UCSF Children's Hospital | Medical Services | Pediatric Surgery

Hirschsprung's Disease is a birth defect that affects about one out of 5,000 newborns. Babies with this birth defect are born without intestinal nerve cells called ganglion cells. These nerve cells allow the intestine to relax so stool can pass through the intestine and out of the body. Without these special nerve cells, the intestine can't relax and it becomes very narrow.

In most babies with Hirschsprung's Disease, only a small part of the large intestine (near the rectum) is missing ganglion cells. In some babies, all of the large intestine is missing ganglion cells. Very rarely, babies can be born without ganglion cells in both the large and small intestine.

When the intestine is narrowed, stool can't easily pass. As a result, babies with Hirschsprung's Disease can't have bowel movements on their own and have severe constipation.

Most babies have a bowel movement in the first one to two days after birth. Hirschsprung's Disease is usually suspected when a baby doesn't have a bowel movement for several days following birth. Babies with Hirschsprung's Disease often have large, swollen abdomens and may vomit green bile after feeding.

There are two tests commonly used to diagnose Hirschprung's Disease. The first is a contrast enema. During this test a special liquid, called contrast, fills the large intestine through a small tube placed in the anus (enema). X-ray pictures are taken as the liquid enters the intestine. If Hirschsprung's Disease is present, the pictures of the intestine will show a wide or dilated area next to a narrow area of intestine. The narrow area is the part of the bowel without ganglion cells. The wide area of the intestine is healthy bowel filled with stool that can't be passed.

The second study is done by taking biopsy samples of the inside of the large intestine, near the anus. The pediatric surgeon removes two to three tiny pieces of intestine using a narrow suction tube placed into the anus. This procedure is not painful. Biopsy samples of intestine are examined under a microscope for the ganglion cells. If ganglion cells are seen in the biopsy samples, the intestine is normal and there is no Hirschsprung's Disease. If no ganglion cells are seen on the biopsy samples, Hirschsprung's Disease is diagnosed. While most babies are diagnosed soon after birth, some children may not be diagnosed until later in life. These children often have severe constipation, diarrhea, slow weight gain or a life-threatening infection of the bowel called "enterocolitis."

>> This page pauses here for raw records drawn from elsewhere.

PR #3230, opened 2018-12-19
3222 Improve stock levels calculation code on cart populate and add specs to test handling of variant overrides

### LINKED ISSUE #3222: Broken stock levels on product list page when product added and removed quickly from basket
## Description
I am pretty sure there is a bug in this commit/line:
https://github.com/openfoodfoundation/openfoodnetwork/commit/a26266159cefcdc55c2e1bff7d5498a9d88c069d#diff-0e4d2deb3b86720d428f95f51c0c19dfR65
This is calculating stock_levels (on_hand) for variants that are listed in the request but are not present in the order (prior to this code is executed, the method li_stock_levels fetches stock levels for variants present in the order). The problem is that variants coming from the order are scoped in the cart service (are transformed into overrides) but this Spree::Variant.find call does not scope variants, so the on_hand value sent is the variants one when it should be the override on_hand value if a override exists.

I am not too sure about this logic but looking at the commit this code was added to fix a problem with multiple requests where frontend code requests stocklevels for a specific list of variants but when the server executes, the variants are not in the order any more (probably due to another request removing them). We should keep the logic but fix the bug.

## Expected Behavior
In some cases on the product list when adding and removing quantities, stock levels reported will be the variants values even if buying from a hub with inventory.

## Actual Behavior
Inventory (variant overrides) stock levels are reported instead.

## Steps to Reproduce
I didn't replicate this and probably better just to get this covered in specs. I believe manual verification will be difficult.

## Context
Detected while fixing Spree Upgrade build.

## Severity

## Possible Fix
So, a few things need to be done here:
1. create spec to validate the bug exists
2. fix the bug by scoping the variant before calling on_hand
3. refactor code! the method names at least need to be improved (the current best way to understand what's going on is to read the tests [here](https://github.com/openfoodfoundation/openfoodnetwork/commit/a26266159cefcdc55c2e1bff7d5498a9d88c069d#diff-cc6b7d88d7ef9e9a51819e616293808fR98))

The fix to the bug will be something like this:
```
      variant = Spree::Variant.find(variant_id)
      cartService.scoper.scope(variant)
      stock_levels[variant_id] = { quantity: 0, max_quantity: 0, on_hand: variant.on_hand }
```

I found this issue because this is where #3118 is breaking in the v2 branch. This is only seen in v2 variant overrides specs because order.add_variant is not working for the spec in #3118. To be investigated as part of #3118

luisramos0:
#### What? Why?

In this PR I wrote some specs to try to replicate #3222 but I didnt manage to reach the code, so this PR consists of a refactored version of the code, new specs to exercise related test cases and comments in spec and code to indicate the potential issue.

#### What should we test?
Interaction with the cart in terms of adding and removing items from it.

#### Release notes
Changelog Category: Changed
Improved code in cart population and stock levels management in the cart.

This was detected in the spree upgrade process, see #3222 for more details.

### DIFF
--- a/app/services/variants_stock_levels.rb
+++ b/app/services/variants_stock_levels.rb
@@ -5,19 +5,31 @@ class VariantsStockLevels
   def call(order, requested_variant_ids)
     variant_stock_levels = variant_stock_levels(order.line_items)
 
-    # Potentially, the following lines are dead code, they are never reached
-    # Additionally, variants are not scoped here and so the stock levels reported would be incorrect
+    # Variants are not scoped here and so the stock levels reported are incorrect
     # See cart_controller_spec for more details and #3222
-    li_variant_ids = variant_stock_levels.keys
-    (requested_variant_ids - li_variant_ids).each do |variant_id|
+    order_variant_ids = variant_stock_levels.keys
+    missing_variant_ids = requested_variant_ids - order_variant_ids
+    missing_variant_ids.each do |variant_id|
       variant_on_hand = Spree::Variant.find(variant_id).on_hand
       variant_stock_levels[variant_id] = { quantity: 0, max_quantity: 0, on_hand: variant_on_hand }
     end
+
+    # The code above is most probably dead code, this bugsnag notification will confirm it
+    notify_bugsnag(order, requested_variant_ids, order_variant_ids) if missing_variant_ids.present?
 
     variant_stock_levels
   end
 
   private
+
+  def notify_bugsnag(order, requested_variant_ids, order_variant_ids)
+    error_msg = "VariantsStockLevels.call with variants in the request that are not in the order"
+    Bugsnag.notify(RuntimeError.new(error_msg),
+                   requested_variant_ids: requested_variant_ids.as_json,
+                   order_variant_ids: order_variant_ids.as_json,
+                   order: order.as_json,
+                   line_items: order.line_items.as_json)
+  end
 
   def variant_stock_levels(line_items)
     Hash[
--- a/app/services/variants_stock_levels.rb
+++ b/app/services/variants_stock_levels.rb
@@ -5,6 +5,9 @@ class VariantsStockLevels
   def call(order, requested_variant_ids)
     variant_stock_levels = variant_stock_levels(order.line_items)
 
+    # Potentially, the following lines are dead code, they are never reached
+    # Additionally, the variants are not scoped here and so the stock levels reported would be incorrect
+    # See cart_controller_spec for more details and #3222
     li_variant_ids = variant_stock_levels.keys
     (requested_variant_ids - li_variant_ids).each do |variant_id|
       variant_on_hand = Spree::Variant.find(variant_id).on_hand
--- a/app/services/variants_stock_levels.rb
+++ b/app/services/variants_stock_levels.rb
@@ -1,0 +1,35 @@
+# Report the stock levels of:
+#   - all variants in the order
+#   - all requested variant ids
+class VariantsStockLevels
+  def call(order, requested_variant_ids)
+    variant_stock_levels = variant_stock_levels(order.line_items)
+
+    li_variant_ids = variant_stock_levels.keys
+    (requested_variant_ids - li_variant_ids).each do |variant_id|
+      variant_on_hand = Spree::Variant.find(variant_id).on_hand
+      variant_stock_levels[variant_id] = { quantity: 0, max_quantity: 0, on_hand: variant_on_hand }
+    end
+
+    variant_stock_levels
+  end
+
+  private
+
+  def variant_stock_levels(line_items)
+    Hash[
+      line_items.map do |line_item|
+        [line_item.variant.id,
+          { quantity: line_item.quantity,
+            max_quantity: line_item.max_quantity,
+            on_hand: wrap_json_infinity(line_item.variant.on_hand) }]
+      end
+    ]
+  end
+
+  # Rails to_json encodes Float::INFINITY as Infinity, which is not valid JSON
+  # Return it as a large integer (max 32 bit signed int)
+  def wrap_json_infinity(number)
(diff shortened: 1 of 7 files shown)


spec/services/variants_stock_levels_spec.rb
```diff
@@ -0,0 +1,48 @@
...
+    create(:line_item, order: order, variant: variant_in_the_order, quantity: 2, max_quantity: 3)
+  end
+  let!(:variant_in_the_order) { create(:variant, count_on_hand: 4) }
+  let!(:variant_not_in_the_order) { create(:variant, count_on_hand: 2) }
+
+  let(:variant_stock_levels) { VariantsStockLevels.new }
+
+  before do
+    order.reload
+  end
```
sauloperez: Have you tried removing it now that tests are finished? We modify an order object from subsequent lets in several tests and they don't reload it. Why this case would be different?

luisramos0: I copied this from the original test and now I tried removing it but it is needed @sauloperez 
I am not sure why but it must be because of some relation that is not set explicit in the factory and is created only on reload.
But I found an unnecessary line! let(:product) :-D I removed that line and rebased.

sauloperez: great! at least we removed code. It must definitely be one of those callbacks...

app/services/variants_stock_levels.rb
```diff
@@ -0,0 +1,38 @@
...
+#   - all requested variant ids
+class VariantsStockLevels
+  def call(order, requested_variant_ids)
+    variant_stock_levels = variant_stock_levels(order.line_items)
+
+    # Potentially, the following lines are dead code, they are never reached
+    # Additionally, variants are not scoped here and so the stock levels reported would be incorrect
+    # See cart_controller_spec for more details and #3222
+    li_variant_ids = variant_stock_levels.keys
+    (requested_variant_ids - li_variant_ids).each do |variant_id|
```
mkllnk: If I understand your comments correctly, you are saying that `requested_variant_ids - li_variant_ids` is always empty. That means that the inside of the `each` block is never executed. It does sound bizarre. There is one case I can think of:

- Apples have a stock level of 5.
- The user adds 5 apples to their cart.
- Someone else buys 5 apples at the same time
- The cart items are capped at stock levels and the apples are removed.
- The apples are not part of the order any more, but still in the request.

Sounds very unlikely, but may be possible. I also noticed that the cart service doesn't just look at `params[:variants]`, but also at `:products` and `:quantity`. Are there other interfaces sending requests with these ids?

Just playing around with the site I noticed an even more important bug: If an item is not available anymore, the server responds with 412, but the Javascript sees that as an error and enters an infinite loop of re-trying the request. The Update button stays on "Updating...". There should be an out-of-stock message instead.

luisramos0: I am not sure about you scenario because cart_populate is after cap_quantity_at_stock so the item would still be in the order. and is cap_quantity_at_stock is not removing the item from the order? maybe some race condition between requests...

> Sounds very unlikely, but may be possible. I also noticed that the cart service doesn't just look at params[:variants], but also at :products and :quantity. Are there other interfaces sending requests with these ids?

Yes, I know. I cant find other calls to populate. The main one only sends variants.cart_service.read_products_hash . It's dead code isn't it? even the specs are not reaching it.
shall I remove it?

For that last part, we need to create an issue.

luisramos0: I am tempted to add a bugsnag dead code detector on both the stock levels calculation and the :products hash. Shall I do that?

sauloperez: I wish we had app monitoring already in place 😭 these go there, to Datadog.

spec/controllers/cart_controller_spec.rb
```diff
@@ -8,7 +8,8 @@
 
     it "returns stock levels as JSON" do
       allow(controller).to receive(:variant_ids_in) { [123] }
-      allow(controller).to receive(:stock_levels) { 'my_stock_levels' }
+      allow(VariantsStockLevels).to receive(:new).and_return(variant_stock_levels = double())
```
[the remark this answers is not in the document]
luisramos0: yes, this was the pattern in this spec. I'll fix it now.
I ended up using this for variant_stock_levels but doing something else for the cart_service double.
And I also ended up moving specs around to make the spec better.
Please see new commit.

app/services/variants_stock_levels.rb
luisramos0: I am not sure how to use datadog for this... let me know if you think it's worth going through that now.

I have added bugsnag notifications, please see the new commit.

RachL:
@luisramos0 deployment failed on my side :( can you deployed it on Katuma? thx

luisramos0:
I have rebased and fixed rubocop_todo conflict. Before we test, let's just wait for the build to be green.

luisramos0:
just the usual unstable spec broken. ready for testing!

RachL:
@luisramos0  because of the broken spec I can't deploy it :disappointed: I don't have my magic button on semaphore

sigmundpetersen:
Hey @RachL I think you have the powers to rebuild the PR yourself? "Rebuild this revision" here https://semaphoreci.com/openfoodfoundation/openfoodnetwork-2/branches/pull-request-3230/builds/16

sigmundpetersen:
It passed! 😄

RachL:
🎉 thx @sigmundpetersen !

Deploying on Aus staging

RachL:
Seems good both on desktop and mobile !

Testing notes: https://docs.google.com/document/d/1vP14xpXD8nInqpaSqxDyinyzmc_tSY8OUsF8v12PoaE/edit#

luisramos0:
oh my god @RachL amazing gif and amazing autonomy!!!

The part of the intestine without ganglion cells must be surgically removed.

Usually this can be done in one operation. This primary operation is called the "POOP" procedure for Perineal One Stage Operation Pull Through Procedure. The POOP procedure can be done without making an incision on the abdomen. Instead, small laparoscopic (telescopic) instruments are used and the operation is done through the anus.

In some babies, more than one operation may be required. This is called a staged repair. In the first operation or first stage, the part of the intestine without ganglion cells is removed and a temporary stoma is made. A stoma is an opening on the abdomen where the intestine is brought out to the skin. If your child has a stoma, stool will drain into a bag worn on the outside of the body. Several months later, the stoma is closed and the intestine is sewn together. Your child's pediatric surgeon will talk to you about the best operation for your child.

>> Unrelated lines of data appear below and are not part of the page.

PR #3238, opened 2018-12-21
Fix/instagram pattern

albarnaz:
#### Issue: #1760 

There is no suggestion in the Instagram empty field in enterprise profile setup menu. Some users copy-paste the full URL on their page. That doesn't work because what is expected is only their Instagram user pseudo.

image

#### FIX

Add an before save to check if the user enter the whole URL, and extract and store just the handle.

So, if the user enter "www.instagram.com/my_user", we store just "my_user".

### DIFF
--- a/app/models/enterprise.rb
+++ b/app/models/enterprise.rb
@@ -333,7 +333,7 @@ class Enterprise < ActiveRecord::Base
   end
 
   def instagram=(value)
-    write_attribute(:instagram, value.try(:gsub, instagram_regex, '\1'))
+    self[:instagram] = value.try(:gsub, instagram_regex, '\1')
   end
 
   protected
--- a/app/models/enterprise.rb
+++ b/app/models/enterprise.rb
@@ -80,6 +80,8 @@ class Enterprise < ActiveRecord::Base
   before_validation :set_unused_address_fields
   after_validation :geocode_address
 
+  validates :instagram, format: /\A[a-zA-Z0-9._]{1,30}\z/, allow_blank: true
+
   after_touch :touch_distributors
   after_create :set_default_contact
   after_create :relate_to_owners_enterprises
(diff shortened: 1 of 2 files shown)


luisramos0:
Hello, thanks for your PR @albarnaz 
I triggered a build rerun to double check but an error in the registration spec may be related to this PR?

Also, there's a code climate issue:
Prefer self[:attr] = val over write_attribute(:attr, val). NEW
    write_attribute(:instagram, value.try(:gsub, instagram_regex, '\1'))
Severity: MinorFound in app/models/enterprise.rb by rubocop

albarnaz:
Hi @luisramos0 
I fixed the code climate issue, but this build error I think is not related to this PR.

sauloperez:
It must something related to this PR as the failing spec is `Registering a Profile Allows a logged in user to register a profile` right after the step

```ruby
fill_in 'enterprise_instagram', with: '@InStAgRaM'
perform_and_ensure(:click_button, "Continue", lambda { page.has_content? 'Finished!' })
```

There must be a validation error of some sort that doesn't move the page to the `Finished!` state.

albarnaz:
@mkllnk Ok, I will work on that.
Thanks.

daniellemoorhead:
Hi @albarnaz 👋 
Do you think you'll get time soon to finish this for a final review? It would be great to get it through to be tested and merged 😄

albarnaz:
Hi @daniellemoorhead 
Sorry for the daley.
Yes, I will finish it in the next days.

lin-d-hop:
Hi @albarnaz,
Just wondering if you've had any time for this? Keeps tripping people up here in the UK so would be super useful if we could manage to merge and release this!
Thanks!

daniellemoorhead:
@albarnaz given it's been a month I'm going to put this issue back into the `Bug Backlog` column so it can be picked up and finished either by yourself when you're available again or another dev who may want to complete the work.

Feel free to come back when you find you have some time, we hope to see you back online and working with us 😄 

Ping @lin-d-hop FYI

If your baby has the POOP procedure, he or she will go home in one to three days. If your baby has stoma, he or she may stay in the hospital longer. Your baby will be ready to go home when he or she is having bowel movements, eating and drinking without vomiting, and is comfortable on pain medication taken by mouth.

Babies that have the POOP procedure, or that have a stoma closure, will have frequent bowel movements that can cause severe diaper rash. A protective cream must be used as soon as bowel movements begin.